■ What you are asked to do:
Produce word for word the lines of the data below running from the one that has "--- a/benchmark/slice_benchmark_test.go" to the one that has "Thanks for this first contribution.", inclusive, and no others.

■ Excerpted records:

PR #752, opened 2025-12-10
Must support Custom error handler.

RelicOfTesla:
Support user custom error handle in Must() ( like attach the callstack information );
Support Must("foo", customErr{}) to restore customErr type(ErrorsAs).

// Deprecated old pull #419 , Adopting a less invasive code approach


samber:
Hey @RelicOfTesla !

Thanks for that suggestion. I Confirm this is much less invasive !

PR #755, opened 2025-12-15
Support Custom Assert

RelicOfTesla:
user custom Assert/Assertf


samber:
I like it!

I'm going to add it to the documentation.

PR #756, opened 2025-12-29
refactor: improve lo[it].Intersect[By] readability and performance

d-enk:
Preallocate seen map capacity.

Extract first and last list handling out of the main loop.

Remove redundant map traversal by combining the reset and delete passes into a single loop. Values are now initialized to false and toggled to true when found, allowing the cleanup pass to both reset (true→false) and delete in one iteration.

Move len(seen) == 0 check into loop condition, allowing early exit before processing next list when intersection becomes empty (skips redundant first iteration).

### DIFF
--- a/intersect.go
+++ b/intersect.go
@@ -121,10 +121,6 @@ func Intersect[T comparable, Slice ~[]T](lists ...Slice) Slice {
 		return Slice{}
 	}
 
-	if len(lists) == 1 {
-		return lists[0]
-	}
-
 	last := lists[len(lists)-1]
 
 	seen := make(map[T]bool, len(last))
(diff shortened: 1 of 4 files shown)


d-enk:
Based on 
- https://github.com/samber/lo/pull/739#issuecomment-3501557156
- https://github.com/samber/lo/pull/739#issuecomment-3501582676

d-enk:
```go
if len(lists) == 1 {
	return lists[0]
}
```

Also, it seems that this early return case is harmful.
- not a copy
- not unique elements

samber:
Thanks @d-enk for this new contrib.

Yes, your implem seems better and leverage CPU cache.

Can you make the last suggested fix ?

PR #757, opened 2025-12-30
fix(iter/tuples): support break iteration over Zip[By] seq

d-enk:
fix all https://pkg.go.dev/golang.org/x/tools/gopls/internal/analysis/yield


samber:
Thank you for your careful attention !!

staticchecks or govet should handle that case.

PR #760, opened 2026-01-06
feat: add Take, TakeWhile, FilterTake, Window, and Sliding functions

juliazadorozhnaya:
Add five new slice manipulation functions with tests, examples, and documentation.

### Take
Safely takes the first n elements from a slice. Handles edge cases and creates a copy to avoid mutating the original.

**Production use cases:**
- Pagination: Get first page of results
- Top N items: Extract top 10 users, products, or metrics
- Batch processing: Process first 100 tasks from queue

### TakeWhile
Takes elements from the beginning while the predicate returns true. Useful for processing ordered data until a condition is met.

**Production use cases:**
- Process successful transactions until first failure
- Parse valid tokens until first invalid one

### FilterTake
Filters elements and takes the first n matches. More efficient than chaining Filter and Take, as it stops after finding n matches.

**Production use cases:**
- Search: Find first 5 active users (stops early, doesn't scan entire list)

### Window
Creates overlapping sliding windows of a given size (step=1). Each window overlaps with the previous one by size-1 elements.

**Production use cases:**
- Time series analysis: Calculate 7-day moving averages
- Anomaly detection: Compare adjacent time periods

### Sliding
Creates sliding windows with configurable step size. More flexible than Window - can create overlapping or non-overlapping windows.

**Production use cases:**
- Batch processing: Process data in chunks (step=size, like Chunk)
- Aggregation: Calculate averages over 5-minute windows with 1-minute steps
- Sampling: Extract every 10th element in batches

### DIFF
--- a/benchmark/slice_benchmark_test.go
+++ b/benchmark/slice_benchmark_test.go
@@ -207,19 +207,21 @@ func BenchmarkFilterTakeVsFilterAndTake(b *testing.B) {
 
 	b.Run("lo.TakeFilter", func(b *testing.B) {
 		for i := 0; i < b.N; i++ {
-			_ = lo.TakeFilter(ints, 5, func(v int, _ int) bool { return v%2 == 0 })
+			_ = lo.TakeFilter(ints, 5, func(v, _ int) bool {
+				return v%2 == 0
+			})
 		}
 	})
 
 	b.Run("lo.Filter+lo.Take", func(b *testing.B) {
 		for i := 0; i < b.N; i++ {
-			_ = lo.Take(lo.Filter(ints, func(v int, _ int) bool { return v%2 == 0 }), 5)
+			_ = lo.Take(lo.Filter(ints, func(v, _ int) bool { return v%2 == 0 }), 5)
 		}
 	})
 
 	b.Run("lo.Filter+native_slice", func(b *testing.B) {
 		for i := 0; i < b.N; i++ {
-			filtered := lo.Filter(ints, func(v int, _ int) bool { return v%2 == 0 })
+			filtered := lo.Filter(ints, func(v, _ int) bool { return v%2 == 0 })
 			takeN := 5
 			if takeN > len(filtered) {
 				_ = filtered
--- a/lo_example_test.go
+++ b/lo_example_test.go
@@ -2423,9 +2423,11 @@ func ExampleTakeWhile() {
 func ExampleTakeFilter() {
 	list := []int{1, 2, 3, 4, 5, 6, 7, 8, 9, 10}
 
-	result := TakeFilter(list, 3, func(val int, index int) bool {
-		return val%2 == 0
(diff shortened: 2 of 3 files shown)


slice.go
```diff
@@ -563,6 +631,33 @@ func DropByIndex[T any, Slice ~[]T](collection Slice, indexes ...int) Slice {
 	return result
 }
 
+// FilterTake filters elements and takes the first n elements that match the predicate.
+// This is more efficient than chaining Filter and Take, as it stops after finding n matches.
+func FilterTake[T any, Slice ~[]T](collection Slice, n int, predicate func(item T, index int) bool) Slice {
```
samber: I would rename it to `TakeFilter`, since every combinaisons of helpers have such naming in `lo`.

Equivalent to calling `Take(Filter(...))`

samber: This helper is currently missing in the docs/data/directory.

samber (commented):
Thanks for this first contribution.

Please add the description of the helper to the README. The documentation website is still young. I'm going to remove this legacy doc as soon as the SEO improves.

I suppose we can create similar helpers in subpackages and especially `it`, but we can do it in a follow-up PR.

slice.go
```diff
@@ -283,6 +283,43 @@ func Concat[T any, Slice ~[]T](collections ...Slice) Slice {
...
+
+// Sliding creates a slice of sliding windows of a given size with a given step.
+// If step is equal to size, windows don't overlap (similar to Chunk).
+// If step is less than size, windows overlap.
+func Sliding[T any, Slice ~[]T](collection Slice, size, step int) []Slice {
+	if size <= 0 {
+		panic("lo.Sliding: size must be greater than 0")
+	}
+
+	if step <= 0 {
```
samber, line 304: I wonder if it should be greater to 1 instead of 0 ?

samber (commented):
Except 1 comment, it seems good to me.

Do you plan to add more things on this PR ? Would you like to remove the draft tag ?

Edit: Please fix the linter error

samber:
Please note that some of your helpers are already implemented in https://github.com/samber/ro, with a streaming paradigm.

slice.go
juliazadorozhnaya: Hi @samber! Thanks for the review.

The check if `step <= 0` is correct. This matches the pattern used for size in Chunk, Window, and Sliding (all use <= 0 with "must be greater than 0"), keeping the codebase consistent. The logic is equivalent to `step < 1` or `!(step >= 1)`, but `step <= 0` aligns with the existing style. If you prefer a different formulation (like `step < 1`), I'm happy to change it.

juliazadorozhnaya: I'm planning to add the iterator package implementations in a follow-up PR. I'll finish the current work and remove the draft tag within the next hour.

samber (approved):

PR #770, opened 2026-01-12
perf: use `Ternary()` instead `If().Else()` in `Range`/`RangeFrom`

d-enk:
No allocs in it.Range, it.RangeFrom

For Benchmarks like:

```go
func BenchmarkRange(b *testing.B) {
	for i := 0; i < b.N; i++ {
		for range Range(0) {
		}
	}
}
```

```go
pkg: github.com/samber/lo

            │   old.txt    │               new.txt                │
            │    sec/op    │    sec/op     vs base                │
RangeFrom-4   6.9015n ± 1%   0.2802n ± 1%  -95.94% (p=0.000 n=10)
Range-4       6.8400n ± 1%   0.2803n ± 0%  -95.90% (p=0.000 n=10)

            │   old.txt    │               new.txt               │
            │     B/op     │    B/op     vs base                 │
RangeFrom-4   0.000 ± 0%     0.000 ± 0%       ~ (p=1.000 n=10)
Range-4       0.000 ± 0%     0.000 ± 0%       ~ (p=1.000 n=10)

            │   old.txt    │               new.txt               │
            │  allocs/op   │ allocs/op   vs base                 │
RangeFrom-4   0.000 ± 0%     0.000 ± 0%       ~ (p=1.000 n=10)
Range-4       0.000 ± 0%     0.000 ± 0%       ~ (p=1.000 n=10)

pkg: github.com/samber/lo/it
            │    old.txt     │                new.txt                │
            │     sec/op     │    sec/op      vs base                │
RangeFrom-4   85.8800n ±  2%   0.2802n ±  1%  -99.67% (p=0.000 n=10)
Range-4       67.8400n ± 13%   0.2807n ± 32%  -99.59% (p=0.000 n=10)

            │  old.txt   │                new.txt                 │
            │    B/op    │   B/op     vs base                     │
RangeFrom-4   72.00 ± 0%   0.00 ± 0%  -100.00% (p=0.000 n=10)
Range-4       48.00 ± 0%   0.00 ± 0%  -100.00% (p=0.000 n=10)

            │  old.txt   │                 new.txt                 │
            │ allocs/op  │ allocs/op   vs base                     │
RangeFrom-4   3.000 ± 0%   0.000 ± 0%  -100.00% (p=0.000 n=10)
Range-4       3.000 ± 0%   0.000 ± 0%  -100.00% (p=0.000 n=10)
```

### DIFF
--- a/it/math.go
+++ b/it/math.go
@@ -12,8 +12,8 @@ import (
 // Range creates a sequence of numbers (positive and/or negative) with given length.
 // Play: https://go.dev/play/p/6ksL0W6KEuQ
 func Range(elementNum int) iter.Seq[int] {
-	length := lo.If(elementNum < 0, -elementNum).Else(elementNum)
-	step := lo.If(elementNum < 0, -1).Else(1)
+	step := lo.Ternary(elementNum < 0, -1, 1)
+	length := elementNum * step
 	return func(yield func(int) bool) {
 		for i, j := 0, 0; i < length; i, j = i+1, j+step {
 			if !yield(j) {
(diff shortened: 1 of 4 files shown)


samber:
i suppose it would be faster in a single condition ?

d-enk:
> i suppose it would be faster in a single condition ?

Well, `length := elementNum * step` is definitely cleaner.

■ Result for this exercise:
--- a/benchmark/slice_benchmark_test.go
+++ b/benchmark/slice_benchmark_test.go
@@ -207,19 +207,21 @@ func BenchmarkFilterTakeVsFilterAndTake(b *testing.B) {
 
 	b.Run("lo.TakeFilter", func(b *testing.B) {
 		for i := 0; i < b.N; i++ {
-			_ = lo.TakeFilter(ints, 5, func(v int, _ int) bool { return v%2 == 0 })
+			_ = lo.TakeFilter(ints, 5, func(v, _ int) bool {
+				return v%2 == 0
+			})
 		}
 	})
 
 	b.Run("lo.Filter+lo.Take", func(b *testing.B) {
 		for i := 0; i < b.N; i++ {
-			_ = lo.Take(lo.Filter(ints, func(v int, _ int) bool { return v%2 == 0 }), 5)
+			_ = lo.Take(lo.Filter(ints, func(v, _ int) bool { return v%2 == 0 }), 5)
 		}
 	})
 
 	b.Run("lo.Filter+native_slice", func(b *testing.B) {
 		for i := 0; i < b.N; i++ {
-			filtered := lo.Filter(ints, func(v int, _ int) bool { return v%2 == 0 })
+			filtered := lo.Filter(ints, func(v, _ int) bool { return v%2 == 0 })
 			takeN := 5
 			if takeN > len(filtered) {
 				_ = filtered
--- a/lo_example_test.go
+++ b/lo_example_test.go
@@ -2423,9 +2423,11 @@ func ExampleTakeWhile() {
 func ExampleTakeFilter() {
 	list := []int{1, 2, 3, 4, 5, 6, 7, 8, 9, 10}
 
-	result := TakeFilter(list, 3, func(val int, index int) bool {
-		return val%2 == 0
(diff shortened: 2 of 3 files shown)


slice.go
```diff
@@ -563,6 +631,33 @@ func DropByIndex[T any, Slice ~[]T](collection Slice, indexes ...int) Slice {
 	return result
 }
 
+// FilterTake filters elements and takes the first n elements that match the predicate.
+// This is more efficient than chaining Filter and Take, as it stops after finding n matches.
+func FilterTake[T any, Slice ~[]T](collection Slice, n int, predicate func(item T, index int) bool) Slice {
```
samber: I would rename it to `TakeFilter`, since every combinaisons of helpers have such naming in `lo`.

Equivalent to calling `Take(Filter(...))`

samber: This helper is currently missing in the docs/data/directory.

samber (commented):
Thanks for this first contribution.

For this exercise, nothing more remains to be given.